= Your task =
The output should be all lines of the entries below in which the word "templates" occurs.

= Source information =
◇ ◇ ◇ ◇ ◇ ◇ ◇

PR #525, opened 2022-03-17
Refactor end-to-end tests

nikos912000:
## What does this PR do?

- [x] Adds new functionality
- [ ] Fixes a bug

Makes the end-to-end tests more generic so they can be executed in non-minikube clusters.

## Code Quality Checklist

## Testing

    - `x`
    - [ ] locally.

### DIFF
--- a/controllers/suite_test.go
+++ b/controllers/suite_test.go
@@ -45,8 +45,8 @@ import (
 // http://onsi.github.io/ginkgo/ to learn more about Ginkgo.
 
 const (
-	timeout = time.Second * 45
-	HostTopologyKey = "kubernetes.io/hostname"
+	timeout         = time.Second * 45
+	hostTopologyKey = "kubernetes.io/hostname"
 )
 
 var (
@@ -223,7 +223,7 @@ var _ = AfterSuite(func() {
 func setupEnvironment() {
 	namespace = "chaos-engineering"
 	testPodImage = "k8s.gcr.io/pause:3.4.1"
-	nodeLabel = map[string]string{HostTopologyKey: "minikube"}
+	nodeLabel = map[string]string{hostTopologyKey: "minikube"}
 }
 
 // podsAreRunning returns true when all the given pods have all their containers running
--- a/controllers/suite_test.go
+++ b/controllers/suite_test.go
@@ -46,6 +46,7 @@ import (
 
 const (
 	timeout = time.Second * 45
+	HostTopologyKey = "kubernetes.io/hostname"
 )
 
 var (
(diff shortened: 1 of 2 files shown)


controllers/suite_test.go
```diff
@@ -99,19 +103,25 @@ var _ = BeforeSuite(func(done Done) {
 		Expect(err).ToNot(HaveOccurred())
 	}()
 
-	instanceKey = types.NamespacedName{Name: "foo", Namespace: "default"}
+	// wait for the cache to sync
+	time.Sleep(10 * time.Second)
```
Devatoria, line 107: What cache are we talking about here?

nikos912000: I was running these tests vs a remote cluster and I was getting an error message along the lines of:
```
the cache is not started, can not read objects
```

Here we create the Kubernetes client. This will watch for and cache objects. I'm assuming in remote clusters this takes some time.

I can drop this tbh as it is not an issue on minikube and may have to do with our clusters. But it took me a while to debug!

Devatoria: Do you recall on which test you were getting this error? I would prefer to have a check in a `Eventually` clause somewhere in the tests setup so we do not blindly wait for 10s but start when we can start reading objects (if that is possible of course).
We will soon run those tests both against minikube and remote clusters too so we'll likely face the same issue.

nikos912000: I can't remember, sorry... It was at the very beginning though, either as part of the setup or when deploying the first CR.
I implemented this as a temporary workaround but I imagine we could use the `waitForCacheSync` method.

nikos912000: Ok, I've reproduced this.

This is because we have more logic in our tests; we run tests for network Availability Zone failures. For this we need to check in which Node/Availability Zone the controller gets deployed at so we do not target that one. We achieve this through `Affinity` rules on the test Pods.

The error message is the following:
```
Unexpected error:
      <*fmt.wrapError | 0xc0008ec540>: {
          msg: "can't list controller pods: the cache is not started, can not read objects",
          err: <*cache.ErrCacheNotStarted | 0x323dbb0>{},
      }
      can't list controller pods: the cache is not started, can not read objects
  occurred
```

I have a feeling this was happening even before adding that logic though. Ultimately, in any calls where we are listing Resources we need to make sure the cache is ready.

I've pushed an update to the PR. I hope that makes more sense.

nikos912000:
@Devatoria do you think these changes would be valuable? I'm happy to close it if not.

ptnapoleon (approved):

PR #529, opened 2022-03-30
[CHAOS-234] Fix flaky cleanup for DNS disruption on restarted containers

nathantournant:
## What does this PR do?

- [ ] Adds new functionality
- [X] Fixes a bug

- Noticed during some tests a DNS disruption on containers that had restarted after injection cleanup was flaky
- After investigation, DNS disruption would not check for cgroup existence prior the write-to-reset attempt, making the injector crash and not consistently clean up.

## Code Quality Checklist

## Testing

    - Applying the tests descibed in the [Jira ticket]()
    - [X] locally.

### DIFF
--- a/injector/dns_disruption.go
+++ b/injector/dns_disruption.go
@@ -156,9 +156,16 @@ func (i DNSDisruptionInjector) Clean() error {
 	}
 
 	if i.config.Level == chaostypes.DisruptionLevelPod {
-		// reset net_cls classid
-		if err := i.config.Cgroup.Write("net_cls", "net_cls.classid", "0x0"); err != nil {
-			return fmt.Errorf("error writing classid to pod net_cls cgroup: %w", err)
+		// write default classid to pod net_cls cgroup if it still exists
+		exists, err := i.config.Cgroup.Exists("net_cls")
+		if err != nil {
+			return fmt.Errorf("error checking if pod net_cls cgroup still exists: %w", err)
+		}
+
+		if exists {
+			if err := i.config.Cgroup.Write("net_cls", "net_cls.classid", "0x0"); err != nil {
+				return fmt.Errorf("error reseting classid of pod net_cls cgroup: %w", err)
+			}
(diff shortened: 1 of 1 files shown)


injector/dns_disruption.go
```diff
@@ -156,9 +156,16 @@ func (i DNSDisruptionInjector) Clean() error {
 	}
 
 	if i.config.Level == chaostypes.DisruptionLevelPod {
-		// reset net_cls classid
-		if err := i.config.Cgroup.Write("net_cls", "net_cls.classid", "0x0"); err != nil {
-			return fmt.Errorf("error writing classid to pod net_cls cgroup: %w", err)
+		// write default classid to pod net_cls cgroup if it still exists
+		exists, err := i.config.Cgroup.Exists("net_cls")
```
ptnapoleon, line 160: Should we add a similar check to the other injectors? I think the problem of "pod fails liveness probe, is restarted, container cgroup files reset" isn't specific to DNS?

nathantournant: It's specific to cgroups access, which is specific to DNS and Network disruptions
I made sure it's checked in both; I failed (8 months ago while writing a DNS bugfix) to copy/paste these exact lines from `network_disruption.go`
I hesitated to integrate/factorise this behavior into a new cgroup class function, and deemed it too specific for this class

nathantournant: Actually it's only consistently checked at cleanup, and consistently not at injection.
The risk we have is the container not existing -- and if a container doesn't exist the injection will fail much earlier

nathantournant: I have to test if the disruption is currently re-injected on container restart following the Dynamic Disruption change, but I don't think it is. Currently there's no mechanic to re-inject anything.
I'll create a low-priority feature ticket for this, this PR just aimed as fixing the cleanup issue.

ptnapoleon (approved):

PR #537, opened 2022-05-09
[CHAOS-266] Send events on target status changes and failures

clairecng:
## What does this PR do?

- [x] Adds new functionality
- [ ] Fixes a bug

tldr: Send events to both target and disruption on status changes and warning / recovered events through the dynamic targeting cache

More detailed:

With the dynamic targeting now operating, we can detect every change in the targets.
With this idea in mind, on every update of any target:
- We find status changes on containers, pods, nodes... To notify of an error status
 - We check for new events to detect the warning events that could be a sign of the pod / container failing. For example, we can't only watch the changes happening in the container statuses, we need to get the events sent to notify of a liveness probe to have the information that the failure comes from a failing liveness probe.
 - We also check for new normal events to make sure we are also notifying of a recovered pod / container failing

After gathering all the new changes on the target, we:
1. Post an event to the target to keep track of what has been notified and say that this failure probably occured because of the disruption
2. Post an event to the disruption to broadcast this event to the user, as we only broadcast disruption events

Sans-titre-2022-05-03-1540

Example of notif in slack:

(CrashLoopBackOff container and recovered event sent)
Screenshot 2022-05-25 at 10 14 18

## Code Quality Checklist

## Testing

    - notified in case of failures of pods / nodes
    - [x] locally.
    - [x] as a deployment to a cluster. (Only pods here)


controllers/cache_handler.go
```diff
@@ -0,0 +1,497 @@
...
+
+		info.AddEventHandler(DisruptionTargetWatcherHandler{disruption: instance, reconciler: r})
+
+		// start the cache with a cancelable context and duration, and attach it to the controller as a watch source
+		ch := make(chan error)
+		cacheCtx, cacheCancelFunc := context.WithTimeout(context.Background(), instance.Spec.Duration.Duration()+*r.ExpiredDisruptionGCDelay*2)
+
+		go func() { ch <- cache.Start(cacheCtx) }()
+
+		r.CacheContextStore[disCacheHash] = CtxTuple{cacheCtx, cacheCancelFunc}
```
Devatoria, line 444: Should we monitor the cache size? I know that this code was already existing before so eventually something to do in another PR.

controllers/cache_handler.go
```diff
@@ -0,0 +1,497 @@
...
+
+				return
+			}
+		}
+
+		h.reconciler.Recorder.Event(h.disruption, eventType, eventReason, chaosv1beta1.Events[eventReason].OnDisruptionTemplateAggMessage)
+	}
+}
+
+func (h DisruptionTargetWatcherHandler) getEventsFromCurrentDisruption(kind string, objectMeta v1.ObjectMeta, disruptionStateTime time.Time) ([]corev1.Event, error) {
```
Devatoria, line 138: We are ok on the tradeoff that if a disruption event happens while the controller is down, this event will be skipped (which is to me better than renotifying about something that happened in the past). Still need to be confirmed by tests.

Devatoria (approved):

controllers/cache_handler.go
clairecng: @nathantournant Did add some metrics regarding the cache, notably: how many caches are still in the cache array, I think?

nathantournant: Currently there's a cache-array gauge metric to make sure the number of caches is never durably superior to the number of ongoing disruptions. It's currently reported [with the recurrent metrics](https://github.com/DataDog/chaos-controller/blob/4eca165f072f00c54ca008f8434dcad51b99ef38/controllers/disruption_controller.go#L1505)
Adding a count on cache addition could help for debugging but I believe a debugging-level log line would be more useful for this
Otherwise I wouldn't exactly know how to monitor an individual cache/memory consumption, but would be happy to work on it with @clairecng

nathantournant (approved):

controllers/cache_handler.go
Devatoria: Oops missed that one, I think we are good for now then!

chart/templates/configmap.yaml
```diff
@@ -23,6 +23,7 @@ data:
         slack:
           enabled: {{ .Values.controller.notifiers.slack.enabled }}
           tokenFilepath: {{ .Values.controller.notifiers.slack.tokenFilepath | quote }}
+          mirrorSlackChannelId: {{ .Values.controller.notifiers.slack.mirrorSlackChannelId | quote }}
```
ptnapoleon, line 26: What do you think of this taking a list of channels, rather than single? Or naming it `notification_channels`?

clairecng: I was more using this as a temporary parameter to broadcast only to our team and remove it when the feature will be deployed, however if you think this would be useful in a more permanent way, yes.

ptnapoleon (approved):

PR #556, opened 2022-07-05
Disruption reinjection on container restart

clairecng:
## What does this PR do?

- [x] Adds new functionality
- [ ] Fixes a bug

### Container Restart

When a container restarts during a disruption targeting pods, the disruption is not re-injected. Because we rely most of the time on container scoped disruptions, the disruption is then not working anymore on this container. In this PR we re-inject the disruption when this occurs by:

1. watching the targeted pod, checking on every modification on the containers to see if any container has changed its ID
2. on ID change, initiating a `clean` of the disruption, an `update` of the configuration of the injector, and an `injection` of the disruption on the whole pod. We don't apply this only to the restarting container as this could potentially create cases where we clean some disruption changes that are not only applied to one container, breaking the disruption on other containers.
3. that's it

Small nits:
- a dedicated metric to re-injection
- adding bookmark on all our watchers to allow for safe error handling

### Fix on init

When using dynamic targeting the targeted pods are dropped on the next reconcile loop when the init container chaos-handler gets terminated. Added a check to not do that and a unit test.

## Code Quality Checklist

## Testing

    - Container restart in a loop
    - [x] locally.

### DIFF
--- a/.golangci.yml
+++ b/.golangci.yml
@@ -10,16 +10,13 @@ run:
     - cpuset/*
 linters:
   enable:
-    - deadcode
     - errcheck
     - gosimple
     - govet
     - ineffassign
     - staticcheck
-    - structcheck
     - typecheck
     - unused
-    - varcheck
     - bodyclose
     - depguard
     - dogsled
--- a/api/v1beta1/disruption_types.go
+++ b/api/v1beta1/disruption_types.go
@@ -68,8 +68,9 @@ type DisruptionSpec struct {
 	GRPC *GRPCDisruptionSpec `json:"grpc,omitempty"`
 }
 
-//go:embed *
 // EmbeddedChaosAPI includes the library so it can be statically exported to chaosli
+//
+//go:embed *
 var EmbeddedChaosAPI embed.FS
 
 type DisruptionDuration string
--- a/api/v1beta1/groupversion_info.go
+++ b/api/v1beta1/groupversion_info.go
@@ -4,8 +4,8 @@
 // Copyright 2022 Datadog, Inc.
 
 // Package v1beta1 contains API Schema definitions for the chaos v1beta1 API group
-//+kubebuilder:object:generate=true
-//+groupName=chaos.datadoghq.com
+// +kubebuilder:object:generate=true
+// +groupName=chaos.datadoghq.com
 package v1beta1
 
 import (
--- a/chart/templates/configmap.yaml
+++ b/chart/templates/configmap.yaml
@@ -32,6 +32,8 @@ data:
             - {{ . | quote }}
           {{- end }}
           headersFilepath: {{ .Values.controller.notifiers.http.headersFilepath | quote }}
+        datadog:
+          enabled: {{ .Values.controller.notifiers.datadog.enabled }}
       deleteOnly: {{ .Values.controller.deleteOnly }}
       imagePullSecrets: {{ .Values.images.pullSecrets }}
       defaultDuration: {{ .Values.controller.defaultDuration }}
--- a/chart/values.yaml
+++ b/chart/values.yaml
@@ -25,6 +25,8 @@ controller:
       enabled: false
       tokenFilepath: ""
       mirrorSlackChannelId: ""
+    datadog:
+      enabled: false
     http:
       enabled: false
       url: ""
--- a/container/container_mock.go
+++ b/container/container_mock.go
@@ -8,6 +8,7 @@ package container
 import "github.com/stretchr/testify/mock"
 
 // ContainerMock is a mock implementation of the Container interface
+//
 //nolint:golint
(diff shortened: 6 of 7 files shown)


utils/utils.go
```diff
@@ -49,3 +51,40 @@ type SetupWebhookWithManagerConfig struct {
 	HandlerEnabledFlag     bool
 	DefaultDurationFlag    time.Duration
 }
+
+// GetTargetedContainersInfo gets the IDs of the targeted containers or all container IDs found in a Pod
+func GetTargetedContainersInfo(pod *corev1.Pod, targets []string) (map[string]string, error) {
```
clairecng, line 56: Moved the function from controllers/helper to utils in order to use it in the injection logic when reinjection

injector/container_failure.go
```diff
@@ -35,18 +35,18 @@ func NewContainerFailureInjector(spec v1beta1.ContainerFailureSpec, config Conta
 		config.ProcessManager = process.NewManager(config.DryRun)
 	}
 
-	return containerFailureInjector{
+	return &containerFailureInjector{
```
clairecng, line 38: On all injectors:
- added the method UpdateConfig to be able to reset it when the container changes PID and needs to reset the managers
- transformed the injector struct on all methods to a pointer to be able to keep the conf updated when resetting it

api/disruption_kind.go
```diff
@@ -23,7 +24,7 @@ type DisruptionKind interface {
 
 type DisruptionArgs struct {
 	AllowedHosts         []string
-	TargetContainerIDs   []string
+	TargetContainers     map[string]string
```
clairecng, line 27: Changed the logic to transmitting the id of the targeted containers to transmit the names instead: we need to keep the names only so that we can update the ids in case of a container restart

targetselector/running_target_selector.go
```diff
@@ -64,22 +75,25 @@ func (r runningTargetSelector) GetMatchingPodsOverTotalPods(c client.Client, ins
...
 
-		// if the disruption is applied on init, we only target pending pods with a running
+		// if the disruption is applied on init, we only target pending pods with a running (or terminated)
 		// chaos handler init container
 		// otherwise, we only target running pods
 		if instance.Spec.OnInit {
 			hasChaosHandler := false
 
 			// search for a potential running chaos handler init container
 			for _, initContainerStatus := range pod.Status.InitContainerStatuses {
```
clairecng, line 85: With dynamicTargeting, the targeted pod(s) from an on init disruption is removed because the status changes from Pending to Running and the chaos-handler init container is then Terminated.

injector/dns_disruption.go
```diff
@@ -155,8 +155,12 @@ func (i DNSDisruptionInjector) Inject() error {
 	return nil
 }
 
+func (i *DNSDisruptionInjector) UpdateConfig(config Config) {
```
ptnapoleon, line 158: Is the reason all the receivers in the injector package changed to pointers because of updateConfig?

clairecng: Yes, I'm not sure that's the right move

cli/injector/main.go
```diff
@@ -50,7 +55,8 @@ var (
 	ms                   metrics.Sink
 	sink                 string
 	level                string
-	targetContainerIDs   []string
+	tmpTargetContainers  []string
```
ptnapoleon, line 58: Would it be accurate to call this `targetContainerNames`?

ptnapoleon: Oh, no, it's a raw string holding both names and ids?

clairecng: Ah yeah, sorry I was wrong, that's name:id, not sure if it's ideal. I could definitely only transmit the names and get the ids in the injector. What do you think?

ptnapoleon: Oh no, I think the format is great, maybe we could call it `rawTargetContainers` or `initialTargetContainers`? `tmp` was confusing to me, even though they are technically temporary (until/if we need to re-inject)

cli/injector/main.go
```diff
@@ -308,9 +359,58 @@ func inject(kind string, sendToMetrics bool) bool {
 	return !errOnInject
 }
 
+// reinject reinitialize conf, clean and inject all the disruptions
+func reinject(pod *v1.Pod, cmdName string) error {
+	var err error
+
+	// Clean all injections to reinject on an empty slate
+	if ok := clean(cmdName, true, true); !ok {
```
ptnapoleon, line 367: Why do we need to clean? Do all disruption kinds need to clean? I would think we could just edit the cgroup files for the new container id, what complications am I overlooking?

ptnapoleon (approved):

ptnapoleon (approved):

◇ ◇ ◇ ◇ ◇ ◇ ◇

= Written solution =
chart/templates/configmap.yaml
--- a/chart/templates/configmap.yaml
+++ b/chart/templates/configmap.yaml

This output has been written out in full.